Given data below:

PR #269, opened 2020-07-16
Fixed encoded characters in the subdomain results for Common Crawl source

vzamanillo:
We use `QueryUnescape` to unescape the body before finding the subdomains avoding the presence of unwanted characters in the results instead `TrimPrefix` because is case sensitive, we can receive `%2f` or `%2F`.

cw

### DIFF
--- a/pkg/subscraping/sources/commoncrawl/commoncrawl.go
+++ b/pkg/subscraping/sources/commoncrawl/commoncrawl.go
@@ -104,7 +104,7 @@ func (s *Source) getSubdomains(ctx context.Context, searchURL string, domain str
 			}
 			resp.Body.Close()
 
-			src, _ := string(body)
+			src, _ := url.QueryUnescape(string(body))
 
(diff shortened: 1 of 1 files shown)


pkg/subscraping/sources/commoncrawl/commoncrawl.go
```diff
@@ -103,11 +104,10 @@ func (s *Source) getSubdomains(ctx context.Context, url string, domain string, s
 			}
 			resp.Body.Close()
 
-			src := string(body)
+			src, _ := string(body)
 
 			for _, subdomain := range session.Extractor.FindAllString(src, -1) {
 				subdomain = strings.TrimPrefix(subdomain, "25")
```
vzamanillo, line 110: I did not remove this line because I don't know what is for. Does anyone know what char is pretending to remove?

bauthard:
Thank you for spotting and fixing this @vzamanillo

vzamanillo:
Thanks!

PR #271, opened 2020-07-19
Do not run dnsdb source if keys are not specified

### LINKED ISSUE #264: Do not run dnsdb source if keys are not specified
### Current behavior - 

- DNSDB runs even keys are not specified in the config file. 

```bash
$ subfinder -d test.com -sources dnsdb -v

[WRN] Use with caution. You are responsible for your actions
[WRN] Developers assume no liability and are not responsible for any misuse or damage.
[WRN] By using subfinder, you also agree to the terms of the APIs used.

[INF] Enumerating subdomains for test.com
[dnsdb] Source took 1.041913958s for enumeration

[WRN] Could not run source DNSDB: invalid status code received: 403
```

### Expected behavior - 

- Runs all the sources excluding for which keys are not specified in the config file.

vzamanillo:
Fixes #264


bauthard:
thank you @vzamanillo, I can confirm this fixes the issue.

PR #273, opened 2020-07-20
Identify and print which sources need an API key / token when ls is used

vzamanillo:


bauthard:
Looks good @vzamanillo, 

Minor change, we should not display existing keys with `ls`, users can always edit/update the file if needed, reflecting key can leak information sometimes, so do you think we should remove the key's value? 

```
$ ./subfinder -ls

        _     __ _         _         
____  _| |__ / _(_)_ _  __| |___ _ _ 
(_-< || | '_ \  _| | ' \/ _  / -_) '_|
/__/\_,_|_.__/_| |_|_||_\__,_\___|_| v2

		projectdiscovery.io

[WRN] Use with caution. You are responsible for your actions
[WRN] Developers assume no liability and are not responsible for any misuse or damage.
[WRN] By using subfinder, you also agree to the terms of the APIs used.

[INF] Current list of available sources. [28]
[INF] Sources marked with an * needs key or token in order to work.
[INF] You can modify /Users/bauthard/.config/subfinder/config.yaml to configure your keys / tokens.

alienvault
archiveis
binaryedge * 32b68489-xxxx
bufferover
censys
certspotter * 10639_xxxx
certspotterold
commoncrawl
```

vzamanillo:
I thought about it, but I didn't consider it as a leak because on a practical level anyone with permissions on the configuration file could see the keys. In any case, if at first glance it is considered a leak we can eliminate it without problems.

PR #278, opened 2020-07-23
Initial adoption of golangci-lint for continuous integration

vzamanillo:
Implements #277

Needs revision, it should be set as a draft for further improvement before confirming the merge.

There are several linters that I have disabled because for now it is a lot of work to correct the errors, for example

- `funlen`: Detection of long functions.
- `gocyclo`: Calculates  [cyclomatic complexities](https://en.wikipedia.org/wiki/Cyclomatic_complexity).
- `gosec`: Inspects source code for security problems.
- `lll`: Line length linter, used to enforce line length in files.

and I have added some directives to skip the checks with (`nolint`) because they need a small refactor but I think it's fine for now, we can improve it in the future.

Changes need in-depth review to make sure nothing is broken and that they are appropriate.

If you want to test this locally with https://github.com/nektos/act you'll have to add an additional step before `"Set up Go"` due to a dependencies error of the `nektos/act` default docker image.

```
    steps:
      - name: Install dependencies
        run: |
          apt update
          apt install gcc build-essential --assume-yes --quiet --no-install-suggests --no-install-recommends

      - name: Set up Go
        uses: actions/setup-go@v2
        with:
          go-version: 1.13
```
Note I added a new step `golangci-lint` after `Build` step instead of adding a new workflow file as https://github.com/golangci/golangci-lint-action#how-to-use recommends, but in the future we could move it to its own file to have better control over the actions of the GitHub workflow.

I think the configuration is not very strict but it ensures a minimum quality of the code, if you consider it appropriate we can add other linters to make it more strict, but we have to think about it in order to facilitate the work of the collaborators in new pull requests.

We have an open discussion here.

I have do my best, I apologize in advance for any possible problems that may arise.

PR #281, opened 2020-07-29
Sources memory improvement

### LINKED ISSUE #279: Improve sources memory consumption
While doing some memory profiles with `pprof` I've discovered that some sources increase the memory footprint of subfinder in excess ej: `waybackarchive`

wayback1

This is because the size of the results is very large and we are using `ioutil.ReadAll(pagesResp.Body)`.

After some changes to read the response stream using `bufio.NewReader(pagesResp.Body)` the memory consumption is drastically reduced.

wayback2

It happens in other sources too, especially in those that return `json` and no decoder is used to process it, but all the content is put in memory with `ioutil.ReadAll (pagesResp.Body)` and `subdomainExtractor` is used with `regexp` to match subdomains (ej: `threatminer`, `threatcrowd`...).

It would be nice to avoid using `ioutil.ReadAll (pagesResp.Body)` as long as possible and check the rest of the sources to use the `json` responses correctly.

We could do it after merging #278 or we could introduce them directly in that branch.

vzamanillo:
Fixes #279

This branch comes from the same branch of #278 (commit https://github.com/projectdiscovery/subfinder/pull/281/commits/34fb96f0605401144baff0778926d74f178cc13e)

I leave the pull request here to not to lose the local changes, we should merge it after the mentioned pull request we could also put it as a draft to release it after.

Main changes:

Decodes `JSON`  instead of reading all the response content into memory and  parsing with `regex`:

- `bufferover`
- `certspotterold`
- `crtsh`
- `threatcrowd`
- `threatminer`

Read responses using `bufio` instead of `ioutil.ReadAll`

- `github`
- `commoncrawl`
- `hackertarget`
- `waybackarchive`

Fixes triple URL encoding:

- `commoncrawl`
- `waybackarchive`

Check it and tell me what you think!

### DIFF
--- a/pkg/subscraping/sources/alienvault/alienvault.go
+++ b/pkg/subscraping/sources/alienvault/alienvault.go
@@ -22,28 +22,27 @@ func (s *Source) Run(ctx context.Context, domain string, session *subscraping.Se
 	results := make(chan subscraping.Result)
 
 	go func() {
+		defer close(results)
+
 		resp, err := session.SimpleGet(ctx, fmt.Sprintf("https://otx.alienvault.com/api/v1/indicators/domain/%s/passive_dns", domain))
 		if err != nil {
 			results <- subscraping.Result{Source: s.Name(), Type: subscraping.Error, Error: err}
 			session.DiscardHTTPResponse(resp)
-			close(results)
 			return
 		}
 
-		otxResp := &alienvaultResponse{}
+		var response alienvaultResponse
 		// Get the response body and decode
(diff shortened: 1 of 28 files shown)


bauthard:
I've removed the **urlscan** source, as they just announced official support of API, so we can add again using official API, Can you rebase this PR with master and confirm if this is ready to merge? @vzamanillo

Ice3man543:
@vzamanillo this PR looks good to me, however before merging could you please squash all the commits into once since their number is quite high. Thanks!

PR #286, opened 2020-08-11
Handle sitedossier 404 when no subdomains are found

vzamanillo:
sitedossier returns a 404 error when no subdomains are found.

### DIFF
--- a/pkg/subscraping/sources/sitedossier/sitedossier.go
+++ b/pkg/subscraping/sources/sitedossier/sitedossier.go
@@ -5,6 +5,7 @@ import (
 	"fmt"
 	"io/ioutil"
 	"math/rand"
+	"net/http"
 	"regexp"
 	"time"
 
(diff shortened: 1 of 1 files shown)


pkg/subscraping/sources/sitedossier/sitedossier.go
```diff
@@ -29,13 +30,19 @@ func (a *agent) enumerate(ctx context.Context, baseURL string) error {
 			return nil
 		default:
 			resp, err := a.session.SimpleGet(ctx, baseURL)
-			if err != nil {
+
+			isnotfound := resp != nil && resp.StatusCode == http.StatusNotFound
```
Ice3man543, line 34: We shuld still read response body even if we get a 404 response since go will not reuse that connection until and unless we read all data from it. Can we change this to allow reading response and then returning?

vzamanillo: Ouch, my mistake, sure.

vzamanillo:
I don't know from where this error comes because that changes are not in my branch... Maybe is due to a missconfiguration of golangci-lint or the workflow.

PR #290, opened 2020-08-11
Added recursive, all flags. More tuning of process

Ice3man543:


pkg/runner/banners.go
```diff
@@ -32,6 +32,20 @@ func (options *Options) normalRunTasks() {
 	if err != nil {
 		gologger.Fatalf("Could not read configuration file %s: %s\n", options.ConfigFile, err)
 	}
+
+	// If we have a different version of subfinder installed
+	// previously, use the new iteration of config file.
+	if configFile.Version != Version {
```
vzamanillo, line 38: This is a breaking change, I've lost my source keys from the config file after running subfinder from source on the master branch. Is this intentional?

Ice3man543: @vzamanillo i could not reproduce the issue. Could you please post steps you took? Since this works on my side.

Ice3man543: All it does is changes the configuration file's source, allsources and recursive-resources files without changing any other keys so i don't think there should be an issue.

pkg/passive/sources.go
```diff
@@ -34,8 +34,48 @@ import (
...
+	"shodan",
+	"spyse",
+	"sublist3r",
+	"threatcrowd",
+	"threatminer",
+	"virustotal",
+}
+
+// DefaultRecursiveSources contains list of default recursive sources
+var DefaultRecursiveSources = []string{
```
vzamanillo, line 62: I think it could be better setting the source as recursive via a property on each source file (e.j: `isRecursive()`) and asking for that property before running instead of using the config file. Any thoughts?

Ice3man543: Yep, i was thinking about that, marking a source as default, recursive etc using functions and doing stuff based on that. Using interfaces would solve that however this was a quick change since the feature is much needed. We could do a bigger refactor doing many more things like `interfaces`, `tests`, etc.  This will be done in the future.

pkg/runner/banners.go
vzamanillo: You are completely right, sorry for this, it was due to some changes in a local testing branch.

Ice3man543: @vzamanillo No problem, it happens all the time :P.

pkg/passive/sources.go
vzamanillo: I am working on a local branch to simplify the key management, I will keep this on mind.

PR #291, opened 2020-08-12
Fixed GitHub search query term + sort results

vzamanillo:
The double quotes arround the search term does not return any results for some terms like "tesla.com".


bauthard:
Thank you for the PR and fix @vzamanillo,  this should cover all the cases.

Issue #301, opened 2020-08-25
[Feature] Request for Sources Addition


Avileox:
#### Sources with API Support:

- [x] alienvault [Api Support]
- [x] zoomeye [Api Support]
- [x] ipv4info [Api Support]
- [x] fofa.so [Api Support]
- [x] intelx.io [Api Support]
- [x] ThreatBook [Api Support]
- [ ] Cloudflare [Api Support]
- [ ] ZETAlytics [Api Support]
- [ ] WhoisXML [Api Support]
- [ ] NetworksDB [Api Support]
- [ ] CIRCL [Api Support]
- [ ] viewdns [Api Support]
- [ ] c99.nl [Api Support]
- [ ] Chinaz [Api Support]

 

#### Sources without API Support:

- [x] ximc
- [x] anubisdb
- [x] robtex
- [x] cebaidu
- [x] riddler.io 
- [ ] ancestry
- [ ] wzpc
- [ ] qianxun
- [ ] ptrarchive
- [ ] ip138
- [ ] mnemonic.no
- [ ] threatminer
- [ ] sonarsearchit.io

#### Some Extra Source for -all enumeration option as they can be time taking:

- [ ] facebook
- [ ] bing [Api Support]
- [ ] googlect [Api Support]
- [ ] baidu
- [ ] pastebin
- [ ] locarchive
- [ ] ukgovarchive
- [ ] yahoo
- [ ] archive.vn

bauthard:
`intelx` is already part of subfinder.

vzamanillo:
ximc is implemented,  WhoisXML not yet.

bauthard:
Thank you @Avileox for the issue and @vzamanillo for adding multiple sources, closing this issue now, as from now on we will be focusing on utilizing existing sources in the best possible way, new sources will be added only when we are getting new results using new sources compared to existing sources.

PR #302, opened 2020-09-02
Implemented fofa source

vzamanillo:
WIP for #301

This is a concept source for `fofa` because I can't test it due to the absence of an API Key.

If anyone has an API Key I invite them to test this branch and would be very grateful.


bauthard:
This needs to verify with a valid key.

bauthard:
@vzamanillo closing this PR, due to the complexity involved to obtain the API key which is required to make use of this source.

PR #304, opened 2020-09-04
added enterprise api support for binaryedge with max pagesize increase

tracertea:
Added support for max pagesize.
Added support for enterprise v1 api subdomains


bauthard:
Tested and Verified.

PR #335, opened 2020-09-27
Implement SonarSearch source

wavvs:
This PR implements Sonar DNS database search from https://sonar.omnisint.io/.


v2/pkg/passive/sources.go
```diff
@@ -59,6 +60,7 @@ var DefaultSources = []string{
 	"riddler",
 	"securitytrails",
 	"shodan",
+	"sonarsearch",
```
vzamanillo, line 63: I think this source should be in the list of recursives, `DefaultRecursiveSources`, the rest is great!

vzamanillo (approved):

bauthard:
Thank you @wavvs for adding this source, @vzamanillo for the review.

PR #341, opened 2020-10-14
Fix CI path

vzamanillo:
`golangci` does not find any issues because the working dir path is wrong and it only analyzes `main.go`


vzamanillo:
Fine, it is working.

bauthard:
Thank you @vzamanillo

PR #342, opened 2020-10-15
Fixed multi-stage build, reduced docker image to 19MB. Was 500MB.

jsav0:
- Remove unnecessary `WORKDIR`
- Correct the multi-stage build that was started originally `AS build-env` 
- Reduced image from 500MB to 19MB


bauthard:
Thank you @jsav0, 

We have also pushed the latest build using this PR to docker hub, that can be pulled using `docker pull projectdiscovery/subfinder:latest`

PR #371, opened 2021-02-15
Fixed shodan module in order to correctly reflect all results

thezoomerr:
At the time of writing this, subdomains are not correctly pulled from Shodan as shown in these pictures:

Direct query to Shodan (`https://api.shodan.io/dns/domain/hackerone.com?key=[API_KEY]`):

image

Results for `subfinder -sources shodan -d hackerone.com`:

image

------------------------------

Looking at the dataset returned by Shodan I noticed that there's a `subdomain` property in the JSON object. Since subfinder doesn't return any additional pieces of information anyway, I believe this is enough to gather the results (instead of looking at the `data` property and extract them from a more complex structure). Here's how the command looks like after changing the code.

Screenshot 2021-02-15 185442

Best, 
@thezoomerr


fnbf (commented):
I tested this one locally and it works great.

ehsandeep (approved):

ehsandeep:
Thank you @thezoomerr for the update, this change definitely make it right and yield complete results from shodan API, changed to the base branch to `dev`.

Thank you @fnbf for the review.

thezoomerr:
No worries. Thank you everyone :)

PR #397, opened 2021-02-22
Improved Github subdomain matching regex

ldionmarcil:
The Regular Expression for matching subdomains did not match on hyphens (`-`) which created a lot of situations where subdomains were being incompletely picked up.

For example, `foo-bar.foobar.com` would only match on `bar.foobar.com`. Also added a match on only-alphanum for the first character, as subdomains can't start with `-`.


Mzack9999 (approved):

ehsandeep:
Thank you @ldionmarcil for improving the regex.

End of Given data.

Task objective – Whenever the word "intelx" occurs in a line above, copy that line.

Task solution –
- [x] intelx.io [Api Support]
`intelx` is already part of subfinder.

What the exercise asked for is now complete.